Exercise: Your answer must be a word-for-word copy of the data.

◇ ◇ ◇

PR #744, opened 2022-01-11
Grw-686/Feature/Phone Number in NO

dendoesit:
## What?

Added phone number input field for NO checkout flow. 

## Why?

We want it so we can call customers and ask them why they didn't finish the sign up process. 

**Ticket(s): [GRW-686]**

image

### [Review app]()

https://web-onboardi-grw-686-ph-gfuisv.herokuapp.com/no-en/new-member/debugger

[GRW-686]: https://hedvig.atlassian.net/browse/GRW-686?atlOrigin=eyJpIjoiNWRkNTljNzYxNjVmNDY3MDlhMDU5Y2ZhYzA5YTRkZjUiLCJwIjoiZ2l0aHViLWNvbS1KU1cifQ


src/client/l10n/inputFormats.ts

◇ ◇ ◇

Reply to the exercise:
PR #744, opened 2022-01-11
Grw-686/Feature/Phone Number in NO

dendoesit:
## What?

Added phone number input field for NO checkout flow. 

## Why?

We want it so we can call customers and ask them why they didn't finish the sign up process. 

**Ticket(s): [GRW-686]**

image

### [Review app]()

https://web-onboardi-grw-686-ph-gfuisv.herokuapp.com/no-en/new-member/debugger

[GRW-686]: https://hedvig.atlassian.net/browse/GRW-686?atlOrigin=eyJpIjoiNWRkNTljNzYxNjVmNDY3MDlhMDU5Y2ZhYzA5YTRkZjUiLCJwIjoiZ2l0aHViLWNvbS1KU1cifQ


src/client/l10n/inputFormats.ts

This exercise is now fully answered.